RECORDS START

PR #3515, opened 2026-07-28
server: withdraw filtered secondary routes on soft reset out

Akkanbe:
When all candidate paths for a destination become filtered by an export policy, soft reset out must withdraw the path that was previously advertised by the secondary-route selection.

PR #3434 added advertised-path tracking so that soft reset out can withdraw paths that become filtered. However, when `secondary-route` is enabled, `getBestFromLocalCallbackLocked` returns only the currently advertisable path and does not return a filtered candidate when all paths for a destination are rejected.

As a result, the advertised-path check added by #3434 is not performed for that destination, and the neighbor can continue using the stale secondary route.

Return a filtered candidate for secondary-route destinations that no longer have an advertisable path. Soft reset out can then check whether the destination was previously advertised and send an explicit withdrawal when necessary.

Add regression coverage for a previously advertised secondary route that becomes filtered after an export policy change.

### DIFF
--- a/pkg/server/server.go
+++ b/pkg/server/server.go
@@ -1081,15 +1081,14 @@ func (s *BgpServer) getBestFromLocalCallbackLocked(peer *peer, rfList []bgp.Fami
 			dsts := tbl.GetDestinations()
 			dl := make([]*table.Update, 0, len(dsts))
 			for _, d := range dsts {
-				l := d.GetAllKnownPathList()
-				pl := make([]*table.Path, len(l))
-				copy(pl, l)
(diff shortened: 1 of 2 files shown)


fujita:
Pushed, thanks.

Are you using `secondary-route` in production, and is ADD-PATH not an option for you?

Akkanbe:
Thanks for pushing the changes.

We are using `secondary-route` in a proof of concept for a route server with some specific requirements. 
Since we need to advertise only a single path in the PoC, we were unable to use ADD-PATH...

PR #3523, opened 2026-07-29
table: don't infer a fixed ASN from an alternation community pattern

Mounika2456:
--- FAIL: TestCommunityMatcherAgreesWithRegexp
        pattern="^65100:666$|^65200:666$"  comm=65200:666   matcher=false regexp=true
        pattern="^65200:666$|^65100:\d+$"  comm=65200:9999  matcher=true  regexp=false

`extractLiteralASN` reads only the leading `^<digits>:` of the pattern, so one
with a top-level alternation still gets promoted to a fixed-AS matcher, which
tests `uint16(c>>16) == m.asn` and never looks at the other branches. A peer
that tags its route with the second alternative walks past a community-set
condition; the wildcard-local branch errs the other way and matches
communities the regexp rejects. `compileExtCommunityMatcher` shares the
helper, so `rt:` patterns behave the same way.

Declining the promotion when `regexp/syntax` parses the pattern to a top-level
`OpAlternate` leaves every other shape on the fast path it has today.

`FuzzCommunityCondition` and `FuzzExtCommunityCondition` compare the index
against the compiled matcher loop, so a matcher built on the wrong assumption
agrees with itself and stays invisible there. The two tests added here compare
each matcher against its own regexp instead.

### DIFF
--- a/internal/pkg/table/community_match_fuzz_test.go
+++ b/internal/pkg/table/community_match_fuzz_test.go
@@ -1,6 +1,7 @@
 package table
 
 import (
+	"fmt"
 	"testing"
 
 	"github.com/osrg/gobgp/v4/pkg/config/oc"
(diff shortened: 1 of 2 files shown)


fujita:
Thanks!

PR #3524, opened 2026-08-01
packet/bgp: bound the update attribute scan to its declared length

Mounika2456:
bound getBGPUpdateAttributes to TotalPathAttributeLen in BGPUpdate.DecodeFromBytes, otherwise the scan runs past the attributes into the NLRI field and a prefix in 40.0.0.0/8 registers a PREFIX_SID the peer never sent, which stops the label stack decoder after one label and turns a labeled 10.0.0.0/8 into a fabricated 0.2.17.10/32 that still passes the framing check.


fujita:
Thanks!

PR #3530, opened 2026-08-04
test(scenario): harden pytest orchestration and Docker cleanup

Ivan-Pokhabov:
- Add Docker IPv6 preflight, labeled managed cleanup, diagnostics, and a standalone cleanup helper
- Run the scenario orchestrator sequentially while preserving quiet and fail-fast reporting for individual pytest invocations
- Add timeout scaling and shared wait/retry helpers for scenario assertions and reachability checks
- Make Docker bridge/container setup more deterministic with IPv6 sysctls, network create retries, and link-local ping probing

RECORDS END

*WORK TASK*. All of the records above need to be copied exactly.

*TASK RESPONSE*.
PR #3515, opened 2026-07-28
server: withdraw filtered secondary routes on soft reset out

Akkanbe:
When all candidate paths for a destination become filtered by an export policy, soft reset out must withdraw the path that was previously advertised by the secondary-route selection.

PR #3434 added advertised-path tracking so that soft reset out can withdraw paths that become filtered. However, when `secondary-route` is enabled, `getBestFromLocalCallbackLocked` returns only the currently advertisable path and does not return a filtered candidate when all paths for a destination are rejected.

As a result, the advertised-path check added by #3434 is not performed for that destination, and the neighbor can continue using the stale secondary route.

Return a filtered candidate for secondary-route destinations that no longer have an advertisable path. Soft reset out can then check whether the destination was previously advertised and send an explicit withdrawal when necessary.

Add regression coverage for a previously advertised secondary route that becomes filtered after an export policy change.

### DIFF
--- a/pkg/server/server.go
+++ b/pkg/server/server.go
@@ -1081,15 +1081,14 @@ func (s *BgpServer) getBestFromLocalCallbackLocked(peer *peer, rfList []bgp.Fami
 			dsts := tbl.GetDestinations()
 			dl := make([]*table.Update, 0, len(dsts))
 			for _, d := range dsts {
-				l := d.GetAllKnownPathList()
-				pl := make([]*table.Path, len(l))
-				copy(pl, l)
(diff shortened: 1 of 2 files shown)


fujita:
Pushed, thanks.

Are you using `secondary-route` in production, and is ADD-PATH not an option for you?

Akkanbe:
Thanks for pushing the changes.

We are using `secondary-route` in a proof of concept for a route server with some specific requirements. 
Since we need to advertise only a single path in the PoC, we were unable to use ADD-PATH...

PR #3523, opened 2026-07-29
table: don't infer a fixed ASN from an alternation community pattern

Mounika2456:
--- FAIL: TestCommunityMatcherAgreesWithRegexp
        pattern="^65100:666$|^65200:666$"  comm=65200:666   matcher=false regexp=true
        pattern="^65200:666$|^65100:\d+$"  comm=65200:9999  matcher=true  regexp=false

`extractLiteralASN` reads only the leading `^<digits>:` of the pattern, so one
with a top-level alternation still gets promoted to a fixed-AS matcher, which
tests `uint16(c>>16) == m.asn` and never looks at the other branches. A peer
that tags its route with the second alternative walks past a community-set
condition; the wildcard-local branch errs the other way and matches
communities the regexp rejects. `compileExtCommunityMatcher` shares the
helper, so `rt:` patterns behave the same way.

Declining the promotion when `regexp/syntax` parses the pattern to a top-level
`OpAlternate` leaves every other shape on the fast path it has today.

`FuzzCommunityCondition` and `FuzzExtCommunityCondition` compare the index
against the compiled matcher loop, so a matcher built on the wrong assumption
agrees with itself and stays invisible there. The two tests added here compare
each matcher against its own regexp instead.

### DIFF
--- a/internal/pkg/table/community_match_fuzz_test.go
+++ b/internal/pkg/table/community_match_fuzz_test.go
@@ -1,6 +1,7 @@
 package table
 
 import (
+	"fmt"
 	"testing"
 
 	"github.com/osrg/gobgp/v4/pkg/config/oc"
(diff shortened: 1 of 2 files shown)


fujita:
Thanks!

PR #3524, opened 2026-08-01
packet/bgp: bound the update attribute scan to its declared length

Mounika2456:
bound getBGPUpdateAttributes to TotalPathAttributeLen in BGPUpdate.DecodeFromBytes, otherwise the scan runs past the attributes into the NLRI field and a prefix in 40.0.0.0/8 registers a PREFIX_SID the peer never sent, which stops the label stack decoder after one label and turns a labeled 10.0.0.0/8 into a fabricated 0.2.17.10/32 that still passes the framing check.


fujita:
Thanks!

PR #3530, opened 2026-08-04
test(scenario): harden pytest orchestration and Docker cleanup

Ivan-Pokhabov:
- Add Docker IPv6 preflight, labeled managed cleanup, diagnostics, and a standalone cleanup helper
- Run the scenario orchestrator sequentially while preserving quiet and fail-fast reporting for individual pytest invocations
- Add timeout scaling and shared wait/retry helpers for scenario assertions and reachability checks
- Make Docker bridge/container setup more deterministic with IPv6 sysctls, network create retries, and link-local ping probing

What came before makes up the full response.